Une femme qui a été récompensée par la palme d’or au Festival de Cannes (La Leçon de piano – 1993), c’est rare, c’est même exceptionnel : elle est la seule !

Un livre où chacune de ses oeuvres est décrite et commentée par la réalisatrice elle-même, c’est éclairant sur le parcours unique et passionnant de cette Australienne née en Nouvelle-Zélande qui a réalisé 9 courts métrages, 8 films et une série de 7 épisodes.
Pour qualifier son travail, Michel Ciment indique que « l’œuvre de Jane Campion est intimement liée à son parcours biographique, non sous la forme de l’autofiction mais par une série de condensations, d’allusions, de transferts, sans compter les identifications fréquentes à ses héroïnes ».
Aussi bien dans La Leçon de piano que dans Portrait de femme ou Bright Star, pour ne citer que ses films les plus connus, les héroïnes luttent pour leur autonomie psychique et sensuelle.
Pour autant, elle n’est pas la porte-parole du « film de femme », elle déclare : « Je ne crois pas que je projette mes fantasmes dans ces personnages, et de toute façon je ne sais pas qui je suis. Nous sommes ce que nous faisons » ou encore « c’est difficile d’être un homme ou une femme et personne ne s’en tire à la perfection ».
Car Jane Campion est d’abord un être subtil, libre, elle n’aime pas expliquer, rationaliser, elle n’a pas de théorie de cinéma. Elle dit : « Je déteste qu’un metteur en scène veuille me faire éprouver à tout prix une émotion. Qu’il me raconte son histoire et je ressentirai ce que je veux ».
Même vis-à-vis de son métier, elle garde une indépendance farouche, n’a pas de plan de carrière, elle a été capable d’arrêter le cinéma plusieurs années pour élever sa fille.
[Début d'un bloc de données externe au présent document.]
PR #230, opened 2018-11-06
Derive nodeId from ln invoice signature, move nodeid case class into …

Christewart:
…the core project

BOLT11 specifies that if a `NodeIdTag` is not explicitly stated in the `LnInvoice` you need to derive it from the `LnInvoiceSignature` using some elliptic curve math. 

This also moves the `NodeId` into the `core` project.

### DIFF
--- a/core-test/src/test/scala/org/bitcoins/core/util/CryptoUtilTest.scala
+++ b/core-test/src/test/scala/org/bitcoins/core/util/CryptoUtilTest.scala
@@ -1,12 +1,16 @@
 package org.bitcoins.core.util
 
+import org.bitcoins.core.gen.{ CryptoGenerators, NumberGenerator }
+import org.scalatest.prop.PropertyChecks
 import org.scalatest.{ FlatSpec, MustMatchers }
+import org.slf4j.LoggerFactory
+import scodec.bits.ByteVector
 
 /**
  * Created by chris on 1/26/16.
  */
 class CryptoUtilTest extends FlatSpec with MustMatchers {
-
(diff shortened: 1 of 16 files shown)


core-test/src/test/scala/org/bitcoins/core/util/CryptoUtilTest.scala
```diff
@@ -55,4 +59,14 @@ class CryptoUtilTest extends FlatSpec with MustMatchers {
     CryptoUtil.sha256Hash160(hex).hex must be(expected)
     CryptoUtil.sha256Hash160(hex).flip.flip.hex must be(expected)
   }
-}
+
+  it must "recover the two public keys used to sign a message" in {
+    PropertyChecks.forAll(CryptoGenerators.privateKey, CryptoGenerators.sha256Digest) {
+      case (privKey, hash) =>
```
torkelrogstad, line 65: What does the `case` keyword mean here?

Christewart: The `case` keyword used to enumerate a condition that your code should handle. 

You can use case inside of pattern matches like 

```scala
val x = "Hello World" 
x match {
  case "Hello World" => println("matched found hello world") 
  case _: String => println("Did not match hello world")
}
```
You can also use `case` inside of lambdas like this 

```scala
//define an anonymous function that prints the given string
{ case x : String => println(x) }
```
but you could also write this

```scala
{ x: String => println(x) }
```

In the specific instance you are talking about, the `case` keyword is not strictly necessary, and I could have removed it. One of the good things (and bad things) about Scala is you can be extremely flexible with syntax.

Le livre (223 pages) est illustré de très nombreuses et belles photos de tournage ou de plateau d’actrices telles : Holly Hunter, Nicole Kidman, Kate Winslet, Meg Ryan, etc. ainsi que des décors souvent somptueux car la nature est toujours fortement présente dans ses films. Holly Hunter raconte : « Jane établit une relation particulière avec le paysage, comme s’il s’agissait d’un personnage central. Dans ses yeux, il y a du mystère et de l’inconnu, de l’appréhension et de la sexualité, comme chez tout être humain ».
Ce livre nous fait donc découvrir une femme intelligente et sensible.

Le dernier mot à Jane Campion : « Personnellement, je sens en moi, entre autres choses, deux forces principales que me guident : l’excitation de découvrir la vérité des choses et des êtres, où qu’elle se trouve, et le désir d’être aimée ».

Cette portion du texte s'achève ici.